Кристиан попросил показать конверт, в котором пришла записка, но тот, увы, не сохранился. Правда, служащий, который вскрыл конверт, запомнил, что почтовый штемпель был лондонский, помеченный тем же днем.
Неужели она приехала в Лондон только для того, чтобы дать ему от ворот поворот? Вряд ли. Тем не менее Кристиан поручил частному сыщику выяснить, не поселилась ли в одном из лучших лондонских отелей гостья из Германии, в возрасте между двадцатью семью и тридцати пятью годами, путешествующая одна.
А сам отправился на поезде в Саутгемптон, чтобы поговорить с владельцами «Дональдсон и сыновья», фирмой, занимавшейся доставкой. Они рассказали ему немного: груз, который они доставили в лондонский «Савой», поступил к ним из порта. Агенты в порту оказались чуть более полезными, сообщив, что каменная плита была выгружена с «Кампании», судна пароходной компании «Гунард-Лайн», заходившего в Саутгемптон через день после «Родезии».

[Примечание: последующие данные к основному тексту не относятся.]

Issue #183, opened 2021-12-15
@Aggregates({EventSource.SAFEPOINT}) will fall into dead loop


ZhangShushu123:
When I create an Aggregator with @Aggregates({EventSource.SAFEPOINT}). The program will loop forever.
I read the source code and I found that there is no LogFileParser with the outbox _SAFEPOINT_ . 
Therefore, when the program execute the code `aggregatorVerticles.forEach(AggregatorVerticle::awaitCompletion);` , the Aggregator with @Aggregates({EventSource.SAFEPOINT}) will not complete forever.

ZhangShushu123:
Is GCToolkitVertxParametersForPreUnifiedLogs.java line 140 `AggregatorVerticle aggregatorVerticle = new AggregatorVerticle(SAFEPOINT_OUTBOX);` change to `AggregatorVerticle aggregatorVerticle = new AggregatorVerticle(GCToolkitVertx.JVM_EVENT_PARSER_OUTBOX);`? 
Because there is no AggregatorVerticle with the inbox _JVM_EVENT_. 
However, I think we should add an `EventSource` enum value of _JVM_EVENT_ will be better than the before one.

dsgrieve:
Nice find! 

I think the issue here is that the SafePointParser is never created. I think part of the fix is to add this block of code to the `initLogFileParsers` method of GCToolkitVertxParametersForPreUnifiedLogs. 
```java
        if (diary.isApplicationStoppedTime() || diary.isApplicationRunningTime()) {
            logFileParsers.add(new LogFileParser(GCToolkitVertx.PARSER_INBOX, SAFEPOINT_OUTBOX, consumer -> new SafepointParser(diary, consumer)));
        }
```
The `if (diary.isApplicationStoppedTime() || diary.isApplicationRunningTime())` test is probably needed around the code that calls `getAggregators(EventSource.SAFEPOINT, registeredAggregations)` down in `initAggregatorVerticles` in the same class.

It would be awesome, @ZhangShushu123, if you could work this issue!

ZhangShushu123:
By the way, I think adding code to remove `aggregatorVerticles` which inbox can not match with the `logFileParser `in `aggregateDataSource()` is a better way, because it will prevent the dead loop. Moreover, logging the removed `aggregatorVerticle`  in console with error level will tell us which `aggregatorVerticle` can not match and we should fix in the future.

ZhangShushu123:
[...]

PR #189, opened 2021-12-18
fix dead loop(#183)

ZhangShushu123:
fix dead loop(#183)


ZhangShushu123:
When will it be merged into main branch?

karianna:
@ZhangShushu123 Thank you so much for this PR! Apologies for the delay.  Most of the committers are off on holiday leave until the first week of January.

kirk-microsoft:
Hi @ ZhangShushu123, Thank you for this patch and my apologies for the delay in addressing this. I did look at this as soon as it came in. I was battling getting 2.0.5 out and maven central wasn't cooperating and given the bits you were touching, I wanted to engage in a deeper review which I simply didn't have the cycles for. Now I have...

As an FYI, the issue (not with your patch) with this chunk of code is that the parsers have direct knowledge of the message bus which I feel is a violation of SRP (Single Responsibility Principle). In the implementation that we had prior to the modularization refactoring separated this behaviour into a message bus connector object that wrapped the parser. That refactoring is likely going to take some time.

The nice thing about your patch is that it addresses another issue and that is that all of the aggregators are registered irregardless of their applicability to the log being parsed. So, lets kill the dead loop code and deal with the other stuff later.

ZhangShushu123:
Thank you very much for taking the time to merge code. And I look forward to your next refactoring work.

Кристиан отправился в саутгемптонскую контору «Гунард-Лайн» и попросил показать ему список пассажиров «Кампании», зарегистрированных на этот рейс. Он не увидел ни одной знакомой фамилии, но узнал, что «Кампания» отплыла из Нью-Йорка на два дня раньше «Родезии», однако ей потребовалось девять дней, чтобы пересечь Атлантику, из-за технических неполадок, возникших в море.
Поскольку он уже находился в Саутгемптоне, то заодно посетил контору «Грейт-Нортен-Лайн» и попросил показать список пассажиров «Родезии». Баронесса должна была путешествовать с горничной. Возможно, ему удастся выяснить личность этой особы.
В Куинстауне сошло несколько мужчин и женщин. Большинство из женщин носили те же фамилии, что и мужчины, являясь их женами, сестрами или дочерьми. А среди четырех, не имевших родственников-мужчин, кроме самой баронессы, были две монахини и девочка, которую они сопровождали к семье, на родину.
Озадаченный, Кристиан поинтересовался, нет ли здесь ошибки. Ему посоветовали подождать до завтра, когда в порт должна была зайти «Родезия», возвращавшаяся из Гамбурга. Он провел беспокойную ночь, но его усилия были вознаграждены. На следующее утро он поговорил с экономом «Родезии» и узнал, что баронесса Шедлиц-Гарденберг не покупала билетов для слуг. Вместо этого, находясь на борту «Родезии», она пользовалась услугами одной из стюардесс, девушки-француженки, по имени Иветт Арно, которая, разумеется, не возражает против нескольких вопросов от его светлости, герцога Лексингтона.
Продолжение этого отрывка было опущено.